Charme ohne Darm

| Renate Dehner
Eine der liebenswürdigeren menschlichen Fähigkeiten besitzt vielfältige Gesichter.

Aber, das nur nebenbei bemerkt, selbst wenn „Darm mit Charme“ schon fast zum geflügelten Wort geworden ist und viele Verlage mit ihrer Titelgestaltung auf den Charme-Zug aufgesprungen sind, der Arsch mit Ohren ist keines dieser Gesichter. Dabei fällt mir höchstens der Inkubus aus Washington ein, und meine diesbezüglichen Assoziationen sind echt uncharmant – gehen eher so in die Richtung Darm ohne Charme.

Auch in den regionalen Ausprägungen ist Charme manchmal erst auf den zweiten Blick erkennbar. Ich denke da zum Beispiel an den schwäbischen Bauern, der seinen Nachbarn, den Professor aus der nahen Universitätsstadt, dabei erwischte, wie der verbotenermaßen den Weg durch seinen kleinen Weinberg nahm. Er stellte ihn sofort zur Rede: „ Ja, Heilandsagg no emol, du  kommsch ma grad gschliffa, du saudomma Griffelschbiddza, wenn i di no oimol in meim Wingert verwisch, no schlag i dr d’Läuf ab, dass de uff de Schdomba hoimquaddle muasch!“  Erschrocken entschuldigte sich der Professor sofort, das sei, weil er in Gedanken, ein Versehen gewesen und würde nie wieder vorkommen. „I woiss“, antwortete der Bauer, „drumm sag i’s jo em Guada!“

Bekanntschaft mit dem ganz spezifischen Kurpfälzer Charme konnte ich selbst machen, als ich in Heidelberg unterwegs war. Ich schlenderte ganz harm- und arglos die Straße entlang, als ich plötzlich einen Schlag auf den Waden spürte und eine grummelnde Stimme mich aufforderte: „Gejese mol weg doo, Sie laafe mer dauernd vor de Fieß rum!“ Ich sprang sofort erschrocken zur Seite. Eine ziemlich dicke, ziemlich alte Lady mit Krückstock hatte sich zu helfen gewusst! Aber, ganz ehrlich, auf ein „Verzeihung, darf ich mal vorbei?“ hätte ich auch reagiert. Vielleicht nicht so ruckartig, also ja, doch, mit Charme erreicht man alle Ziele ein bisschen leichter.

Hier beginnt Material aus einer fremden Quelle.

PR #1589, opened 2026-05-29
fix(api): dedupe concurrent GitHub cache misses

### LINKED ISSUE #1588: [Bug]: Concurrent cold cache misses duplicate GitHub API requests
I noticed this while reading through the GitHub client cache paths. The caches work after a response has completed, but there is no in-flight request deduplication while the first request is still pending.

Line: `lib/github.ts:254-258`, `lib/github.ts:359-364`, and `lib/github.ts:393-398`

Problem: each fetch method checks the cache, sees a miss, and immediately starts a GitHub request. The cache is only written later after the response finishes:

```ts
const cached = await contributionsCache.get(key);
if (cached) return cached;

const res = await fetchWithRetry(...)
```

That means two or more concurrent requests for the same username/year can all miss the cache at the same time and all hit GitHub independently. The first completed response will populate the cache, but by then the duplicate upstream requests have already been sent.

A realistic way to verify this is to mock `fetch` in `lib/github.test.ts`, add a small delay before resolving the first GraphQL response, and call:

```ts
await Promise.all([
  fetchGitHubContributions('octocat'),
  fetchGitHubContributions('octocat'),
  fetchGitHubContributions('octocat'),
]);
```

Current behavior: the mocked GitHub fetch is called three times on a cold cache.

Expected behavior: identical concurrent cache misses should share the same pending promise, so GitHub is called once and all callers receive the same result.

Impact: this can amplify traffic to GitHub during README badge bursts, dashboard reloads, or deploy cold starts. Since the app already has cache keys and retry/rate-limit handling, request coalescing would reduce avoidable API calls and lower the chance of hitting rate limits.

Suggested fix: keep a small in-flight `Map<string, Promise<T>>` per data type, keyed the same way as the cache. On a cold miss, store the pending promise before starting the fetch, return it to matching callers, and remove it in `finally`. `bypassCache` / `refresh=true` should continue to skip this behavior so forced refreshes remain explicit.

Labels: `bug`, `api`, `performance`, `GSSoC 2026`

eshaanag:
## Description

Fixes #1588

## Pillar

## What changed

The GitHub client already cached completed responses, but concurrent cold misses for the same cache key could still trigger duplicate upstream GitHub requests before the first response populated the cache.

This PR adds small in-flight request maps for contribution, profile, and repo fetches. Normal cacheable requests now share a pending promise for the same key, and the pending entry is removed once the request settles.

`bypassCache` is intentionally unchanged: refresh requests still skip both the completed cache and in-flight deduping so an explicit refresh remains a real fresh request.

I also added regression tests for concurrent cold misses across all three GitHub data paths.

This is a GSSoC 2026 performance/API bug fix contribution. Please add the relevant GSSoC labels if they are missing.

## Visual Preview

N/A — this is an API/client caching behavior change.

## Local checks

```bash
npm run format:check
npm run lint
npm run test -- lib/github.test.ts
```

- [x] My commit follows the Conventional Commits format.

### DIFF
--- a/lib/github.test.ts
+++ b/lib/github.test.ts
@@ -781,6 +781,37 @@ describe('GitHub API cache behavior', () => {
     expect(fetch).toHaveBeenCalledTimes(1);
   });
 
+  it('dedupes concurrent contribution requests for the same cold cache key', async () => {
+    let resolveFetch!: (response: Response) => void;
+    vi.mocked(fetch).mockImplementation(
+      () =>
+        new Promise<Response>((resolve) => {
+          resolveFetch = resolve;
+        })
+    );
+
+    const requests = Promise.all([
+      fetchGitHubContributions('octocat'),
+      fetchGitHubContributions('octocat'),
+      fetchGitHubContributions('octocat'),
+    ]);
+
+    await vi.waitFor(() => expect(fetch).toHaveBeenCalledTimes(1));
+
+    resolveFetch(
+      mockResponse({
+        data: {
+          user: {
+            contributionsCollection: { contributionCalendar: mockCalendar },
+          },
+        },
+      })
+    );
+
+    const results = await requests;
+    expect(results.map((result) => result.totalContributions)).toEqual([42, 42, 42]);
+  });
+
   it('refresh bypass: bypassCache=true forces a fresh fetch', async () => {
     vi.mocked(fetch).mockImplementation(async () =>
       mockResponse({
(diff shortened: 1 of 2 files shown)


eshaanag:
Updated the branch after the CI failure. The repo checks are passing now: format/lint/typecheck/test, production build, assignment check, and conflict check are all green. The only remaining failure is the Vercel authorization gate, which looks maintainer-side.

PR #2096, opened 2026-05-31
fix: apply grace parameter to longest streak calculation

### LINKED ISSUE #2069: bug: Longest streak calculation ignores the grace parameter
## Description

The current streak calculation respects the `grace` parameter, but the longest streak calculation does not. This creates inconsistent behavior.

### Problem

In `lib/calculate.ts`:

- **Current streak** (lines 62-81): Respects the `grace` parameter, allowing gaps of up to `grace` days without breaking the streak.
- **Longest streak** (lines 39-47): Uses a simple consecutive-days loop with no grace period consideration.

This means `longestStreak` and `currentStreak` use different definitions of what constitutes a "streak."

### Example

If a user sets `grace=2`, they would expect their longest streak to also tolerate 2-day gaps. However, only the current streak respects this — the longest streak still requires strict consecutive days.

### Expected behavior

The longest streak calculation should apply the same `grace` period logic as the current streak calculation, so both use a consistent definition of "streak."

### Files

- `lib/calculate.ts` (lines 39-47 for longest streak, lines 62-81 for current streak)

Tranquil666:
## Description

Fixes #2069

The longest streak calculation used strict consecutive-day logic while the current streak respected the `grace` parameter. This created inconsistent behavior — users setting `grace=2` expected both streaks to tolerate gaps, but only the current streak did.

The new algorithm tracks `gapDays` (consecutive zero-contribution days). When `gapDays > grace`, the streak resets. Only contribution days count toward the streak total.

### Changes
- **`lib/calculate.ts`** — Replaced strict consecutive-day loop with grace-aware longest streak algorithm
- **`lib/calculate.test.ts`** — Updated 3 test expectations + added 1 new test for grace=2 longest streak

## Pillar

- [x] 🕐 Pillar 3 — Timezone Logic Optimization

## Visual Preview

No visual changes — this is a calculation logic fix. The SVG badge will now show correct longest streak values when the `grace` parameter is set.

### DIFF
--- a/lib/calculate.test.ts
+++ b/lib/calculate.test.ts
@@ -169,7 +169,9 @@ describe('calculateStreak', () => {
 
     const result = calculateStreak(calendar);
 
-    expect(result.longestStreak).toBe(7);
+    // With grace=1 (default), the single zero-day gap between the 7-day and
+    // 6-day runs is within tolerance, so they merge into a single 13-day streak.
+    expect(result.longestStreak).toBe(13);
     expect(result.currentStreak).toBe(6);
     expect(result.totalContributions).toBe(13);
   });
@@ -498,7 +500,9 @@ describe('calculateStreak', () => {
       new Date('2024-03-01T12:00:00Z')
     );
     expect(resultLeapGap.currentStreak).toBe(1);
-    expect(resultLeapGap.longestStreak).toBe(1);
+    // With grace=1 (default), the single-day gap on Feb 29 is within tolerance,
+    // so longest streak merges Feb 28 + Mar 1 = 2 contribution days.
+    expect(resultLeapGap.longestStreak).toBe(2);
   });
 
   it('handles leap years vs non-leap years Feb 28 to Mar 1 timeline and asserts correct current/longest streaks', () => {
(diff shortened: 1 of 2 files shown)


Aamod007 (changes requested):
Thanks for the PR @Tranquil666.

However, I cannot approve this change because it relies on a fundamental misunderstanding of what the grace parameter does. 

The grace parameter is not a historical hole-puncher for missing days. It exists solely to provide timezone/delay tolerance for the *current edge of the timeline* (e.g., if it is morning in your timezone and you haven't committed yet today, grace=1 prevents your current streak from dropping to 0 by tolerating a 0 on the *current* day).

If you look closely at the currentStreak calculation in lib/calculate.ts, you'll see that it **does not** tolerate 0-contribution days in the middle of a streak—it only tolerates them at the very end (i >= todayIndex - grace). 

If we apply this PR's logic to longestStreak, it will allow users to bridge 1-day gaps anywhere in their history infinitely. A user could commit every other day for a year and this PR would calculate that as a 365-day streak. That completely breaks the definition of a consecutive streak.

Please close this PR as the current logic is actually correct!

PR #2196, opened 2026-05-31
fix(cache): fix ttl cache update method

### LINKED ISSUE #1879: bug: TTLCache.update() does not remove expired entries, causing stale keys to remain in memory
### Description

Summary

The update() method in lib/cache.ts correctly returns false when a cache entry has expired, but it does not delete the expired entry from the internal store.

This results in expired keys remaining in memory until a later cleanup sweep runs, leading to unnecessary memory usage and inconsistent behavior compared to get() and has(), which immediately remove expired entries.

Location

lib/cache.ts

update(key: string, value: T): boolean {
  const hit = this.store.get(key);
  if (!hit || Date.now() > hit.expiresAt) return false;
  hit.value = value;
  return true;
}

### Steps to Reproduce

1. Create a cache entry with a very short TTL.
2. Wait until the entry expires.
3. Call update() on the expired key.
4. Observe that:
update() returns false.
5. The expired entry remains in store until a cleanup sweep occurs.

### Expected Behavior

Expired entries should be removed immediately when detected inside update(), matching the behavior of get() and has()

vbarik317-droid:
## Summary

Fixes an issue where `TTLCache.update()` returned `false` for expired entries but did not remove them from the internal cache store.

## Changes Made

* Added immediate cleanup of expired entries inside `update()`.
* Deletes the expired key from `this.store` before returning `false`.
* Keeps behavior consistent with `get()` and `has()`, which already remove expired entries when encountered.

## Expected Result

Expired cache entries are no longer left in memory after calling `update()`, reducing stale data retention and ensuring consistent cache behavior.

Fixes #1879


Aamod007:
@vbarik317-droid work on pipleine tests

Aamod007:
@vbarik317-droid resolve conflicts

Aamod007 (approved):

vbarik317-droid:
@JhaSourav07  "Fixed the Prettier formatting conflict in lib/cache.ts and resolved the merge conflict. CI should pass now."

Aamod007 (approved):

PR #2429, opened 2026-06-01
feat(viewer): add dark/light mode toggle

### LINKED ISSUE #2425: feat: add dark/light mode toggle for the contribution graph embed preview page

I'm always frustrated when I visit the CommitPulse preview page to check how my graph looks — the page itself has a fixed background, which makes it hard to accurately visualize how the SVG embed will actually appear in a dark-themed or light-themed README. There's no way to quickly toggle the background context without manually editing the URL or opening it in a separate tool.

Add a dark/light mode toggle button on the contribution graph preview page. This would allow users to instantly switch the page background between dark and light, so they can see exactly how their isometric SVG will look in both GitHub README contexts — without changing any URL parameters.

Manually appending a `bg` color parameter to the URL to test different backgrounds. However, this is cumbersome and not intuitive for new users. Another alternative is opening the embed in a custom HTML page, but that's too much friction for a quick visual check.

janievinod:
Closes #2425

## What's changed
- Added `isDarkBg` state to `InteractiveViewer` component
- Added a toggle button (☀️ Light / 🌙 Dark) in the top-right corner of the viewer
- Background switches between `bg-zinc-950` (dark) and `bg-white` (light)

## Why
Users couldn't visualize how their SVG embed would look in both dark and light README contexts without manually editing URL params.

## Testing
- Toggle button appears on the InteractiveViewer
- Clicking switches background between dark and light
- Button click does not trigger drag/pan behavior (`stopPropagation`)


Aamod007 (changes requested):
Hey! It looks like this PR broke the tests in `components/InteractiveViewer.test.tsx` (14 failing tests!).

The issue is that the tests use `viewerContainer.children[1]` to find the inner content wrapper, but by adding the new `<button>` as the very first child of the container, you shifted all the DOM children by one index! The tests are now asserting against the parallax background instead of the content wrapper.

You have two options:
1. Place the `<button>` at the *bottom* of the container (after the content div).
2. (Preferred) Update `components/InteractiveViewer.test.tsx` to query for the content div differently (e.g. adding a `data-testid` to the content wrapper and querying by that instead of using fragile child indices).

Let me know when you've pushed a fix!

Aamod007 (changes requested):
Hey! It looks like adding the `<button>` inside the container shifted the DOM child elements, which broke 14 tests in `components/InteractiveViewer.test.tsx`. The tests were assuming a specific index (like `viewerContainer.children[1]`) for the content element.

Could you please update the tests to select the correct child element (or use a `data-testid`), and run `npx vitest run components/InteractiveViewer.test.tsx` locally to ensure everything passes?

Also, I've updated the PR title to `feat(viewer): add dark/light mode toggle` to reflect your changes since the previous one was incorrect!

Let me know when you push a fix.

Aamod007 (changes requested):
The build fails because there are unresolved merge conflict markers in \lib/svg/generator.ts\, \lib/validations.ts\, and \	ypes/index.ts\. Please resolve these conflicts.

PR #3412, opened 2026-06-03
fix(og): stop bypassing cache on every OG image request

### LINKED ISSUE #3398: bug: OG image endpoint always bypasses cache, firing a fresh GitHub GraphQL request on every crawl
## Description

In `app/api/og/route.tsx`, the GitHub contributions fetch is hardcoded to `{ bypassCache: true }`:

```ts
const calendar = await fetchGitHubContributions(user, { bypassCache: true });
```

The `/api/og` endpoint is embedded as a `<meta>` tag on every user dashboard page and is hit by link-preview bots (Slack, Twitter, Discord, iMessage, etc.) on every share. Because `bypassCache` is always `true`, each of those crawls fires a fresh GitHub GraphQL API request regardless of how recently the same user's data was fetched. This silently ignores the caching infrastructure that every other route (`/api/stats`, `/api/streak`, `/api/wrapped`) uses correctly.

The response also carries `Cache-Control: public, max-age=3600` — meaning CDN and browser layers believe the image is cached for an hour, while the underlying GitHub data fetch is never cached at all. The two layers are inconsistent.

Additionally, `ogParamsSchema` has no `refresh` field, so there is no way for callers to opt into a fresh fetch when they actually need one.

## Steps to Reproduce

1. Share any CommitPulse dashboard URL (e.g. in Slack or Discord).
2. Observe in server logs that each unfurl fires a new outbound GitHub GraphQL request.
3. Share the same URL repeatedly — quota is consumed every time with no cache hit.

## Expected Behavior

The GitHub fetch should use the shared cache by default (`bypassCache: false`), matching the behavior of all other API routes. A `?refresh=true` parameter should allow callers to explicitly bypass the cache when needed, with the `Cache-Control` response header updated to `no-cache, no-store, must-revalidate` to stay consistent.

## Actual Behavior

- Every request to `/api/og` fires a fresh GitHub GraphQL call regardless of cache state.
- The `Cache-Control: public, max-age=3600` response header is misleading — the image is served from CDN cache but the data behind it was always freshly fetched.
- No `?refresh=true` escape hatch exists on this endpoint, unlike every other API route.

## Impact

> ⚠️ Under any meaningful share volume this will exhaust the unauthenticated GitHub API rate limit (60 req/hour) or burn through a configured token's quota, causing all stat endpoints across the app to start returning rate-limit errors.

## Files Affected

| File | Issue |
|---|---|
| `app/api/og/route.tsx` | Hardcoded `bypassCache: true`, hardcoded `Cache-Control`, uses `.parse()` instead of `.safeParse()` |
| `lib/validations.ts` | `ogParamsSchema` missing `refresh` field |

## Proposed Fix

**`lib/validations.ts`** — add `refresh` to `ogParamsSchema`:

```ts
refresh: z.string().optional().transform(toRefreshFlag),
```

**`app/api/og/route.tsx`** — switch to `safeParse`, honour the `refresh` flag, and align `Cache-Control` with it:

```ts
const parseResult = ogParamsSchema.safeParse(Object.fromEntries(searchParams.entries()));

if (!parseResult.success) {
  return new Response(JSON.stringify({ error: 'Invalid parameters', details: parseResult.error.flatten() }), {
    status: 400,
    headers: { 'Content-Type': 'application/json', 'Cache-Control': 'no-store' },
  });
}

const { user, theme, bg, text, accent, refresh } = parseResult.data;

// ...

const calendar = await fetchGitHubContributions(user, { bypassCache: refresh });

const cacheControl = refresh
  ? 'no-cache, no-store, must-revalidate'
  : 'public, max-age=3600, stale-while-revalidate=86400';
```

## Additional Notes

- `toRefreshFlag` is already defined in `lib/validations.ts` and used by every other schema — it just wasn't wired up here.
- This fix also resolves a secondary issue: `.parse()` throws an unhandled Zod exception on invalid params, crashing the route with a 500. Switching to `.safeParse()` returns a clean 400 instead.

Kokila-chandrakar:
## Description

Fixes a bug where the OG image endpoint was bypassing cache on every request, firing a fresh GitHub GraphQL call on each link-preview bot crawl (Slack, Discord, Twitter etc.) and silently exhausting API rate limit quota.

Closes #3398

## Pillar

Bug Fix

## Changes Made

- Switched `ogParamsSchema.parse()` to `safeParse()` with proper 400 error response
- Changed `bypassCache: true` to `bypassCache: refresh`
- Added `refresh` field to `ogParamsSchema`
- Aligned `Cache-Control` response header with actual fetch behaviour

## Checklist

- [x] My code follows the project style guidelines
- [x] I have performed a self-review of my code
- [x] I have run `npm run lint` and `npm run typecheck` locally
- [x] No new errors introduced
- [x] Related issue is linked above


Aamod007 (approved):
Great work! Code is clean and passes checks. LGTM!

PR #3514, opened 2026-06-03
fix(resume): verify uploaded file signature against declared type

### LINKED ISSUE #3513: bug: /api/student/resume/upload accepts files whose content does not match the declared type
## Description

`POST /api/student/resume/upload` (`app/api/student/resume/upload/route.ts`) decides whether to accept an upload based only on `ALLOWED_MIME_TYPES.includes(file.type)`. `file.type` is the Content-Type the client sends with the multipart part, so it is fully client controlled and can be set to any value. The actual bytes of the file are never inspected.

`parseResume` then calls `extractTextFromBuffer` (`lib/resume-parser.ts`), which ignores the type and runs `buffer.toString('utf-8')` over whatever was uploaded, feeding arbitrary content into the field extractors. So a file that is not a real PDF or DOCX (for example an HTML or plain text file) is accepted and processed as long as its declared type is in the allow list.

This is an input validation gap: the server should confirm that the actual file content matches an accepted document type before accepting and parsing it.

## Steps to Reproduce

1. Run the app locally (`npm run dev`).
2. Send an upload whose declared type is allowed but whose bytes are not a real PDF or DOCX, for example:
   `curl -F 'resume=@note.html;type=application/pdf' http://localhost:3000/api/student/resume/upload`
3. Observe the request is accepted (HTTP 200) and the HTML text is parsed into the resume fields, instead of being rejected.

## Expected Behavior

The endpoint verifies the file's leading bytes (magic number) against the declared type and rejects with `400` when they do not match. PDF must start with `%PDF-`, DOCX must be a ZIP container, and legacy DOC must be an OLE2 document.

## Screenshots / Logs

Not applicable. Reproducible with a single request.

## Environment

Other

Anexus5919:
## Description

Fixes #3513

Adds server-side file-signature (magic-byte) verification to the resume upload endpoint, so a file is only accepted when its actual bytes match its declared MIME type. Previously the client-controlled `file.type` header was the only gate, so any content (for example an HTML or text file) labelled with an allowed type was accepted and parsed.

Changes:

- Added `hasValidFileSignature(buffer, mimeType)` to `lib/resume-parser.ts`, which checks the file's leading bytes against the accepted types: PDF (`%PDF-`), DOCX / OOXML (ZIP `PK` signatures), and legacy DOC (OLE2).
- The upload route now rejects with `400` when the bytes do not match the declared type, before parsing.
- Implemented as a plain byte check with no new dependency, to fit the existing codebase.
- Added unit tests for the signature helper and route-level tests for the reject and accept paths.

Note on scope: for DOCX this confirms a valid ZIP container (the OOXML wrapper); it does not unzip to confirm the inner Word parts, which would require a heavier parser. It still rejects non-document content disguised with a document MIME type, which is the reported gap.

## Pillar

## Visual Preview

Not applicable. This is a backend API change with no visual output.

- [x] I have tested these changes locally (added unit tests for the signature helper and the upload route; the resume-parser suite and `tsc --noEmit` also pass).
- [ ] I have started the repo.
- [ ] The SVG output matches the CommitPulse "premium quality" aesthetic standard. (Not applicable, no SVG output in this change.)

### DIFF
--- a/app/api/student/resume/tests/upload.test.ts
+++ b/app/api/student/resume/tests/upload.test.ts
@@ -1,0 +1,62 @@
+import { describe, it, expect, beforeEach, vi } from 'vitest';
+import { POST } from '../upload/route';
+
+vi.mock('@/lib/rate-limit', () => {
+  class MockRateLimiter {
+    check = vi.fn().mockResolvedValue(true);
+  }
+
+  return {
+    RateLimiter: MockRateLimiter,
+  };
+});
+
+// Build the handler request directly from a real File/FormData so the file bytes are
+// preserved (the multipart transport itself is Next.js's responsibility, not this route's).
+function makeUploadRequest(content: string | number[], type: string, name = 'resume.pdf'): Request {
+  const data = typeof content === 'string' ? content : new Uint8Array(content);
+  const file = new File([data], name, { type });
+  const form = new FormData();
+  form.append('resume', file);
+
+  return {
+    headers: new Headers(),
+    formData: async () => form,
+  } as unknown as Request;
+}
+
+describe('POST /api/student/resume/upload', () => {
+  beforeEach(() => {
+    vi.clearAllMocks();
+  });
+
+  it('returns 400 for a disallowed mime type', async () => {
+    const response = await POST(makeUploadRequest('hello', 'text/html', 'note.html'));
+    const body = await response.json();
+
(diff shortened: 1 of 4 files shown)


Anexus5919:
@JhaSourav07 Kindly have a review on this pr. Thanks!

Aamod007 (approved):

PR #46, opened 2019-06-06
document fix for 'command not found: add-zsh-hook'

erikdw:
I hit the `command not found: add-zsh-hook` error when using `tfswitch` in zsh (v5.6.2).  Searched the web for a bit and realized I needed to load the `add-zsh-hook` function.


erikdw:
thanks @warrensbox !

Das bringt mich zum eigentlichen Anliegen dieses Beitrags. Die Zeiten zeichnen sich nicht gerade durch eine Zunahme an Freundlichkeit, Höflichkeit und generell gute Manieren aus. Der Ton wird immer rauer und wüster. Wollen wir das? Selbstverständlich nicht! Ich richte daher einen flammenden Appell an alle Leser, von nun an mit leuchtendem Beispiel voranzugehen. Überlegen Sie doch mal, ob, wann und wo Sie nicht ein bisschen mehr Charme und Lebenswürdigkeit in Ihrem Alltag unterbringen können. Muss ja nicht viel sein, tut auch gar nicht weh. Einfach mal ein Lächeln hie und da mehr, das wäre schon ein guter Anfang.

Nun weiß ich selbstverständlich, dass meine Leser sowieso zu den ganz Netten im Land zählen, aber deswegen dürfte es doch gerade Ihnen leichter fallen als anderen, noch eine kleine Extra-Anstrengung in die richtige Richtung zu unternehmen, oder? Zeigen Sie offen, was für ein netter Mensch Sie sind – das steckt dann ganz sicher auch andere an, nicht mehr damit hinter dem Berg zu halten, welch guten Kern die raue Schale verbirgt.

Herrgott, ich weiß ja auch nicht, ob es hilft – aber ich weiß, dass ich echt keine Lust habe in einem Land zu leben, in dem man sich nur noch anraunzt, in dem Ellbogen die wichtigsten Körperteile sind, in dem das eigene Ego die einzige Richtschnur für das Verhalten ist und Charme nur noch in Verbindung mit Darm vorkommt, als etwas, auf das man scheißt.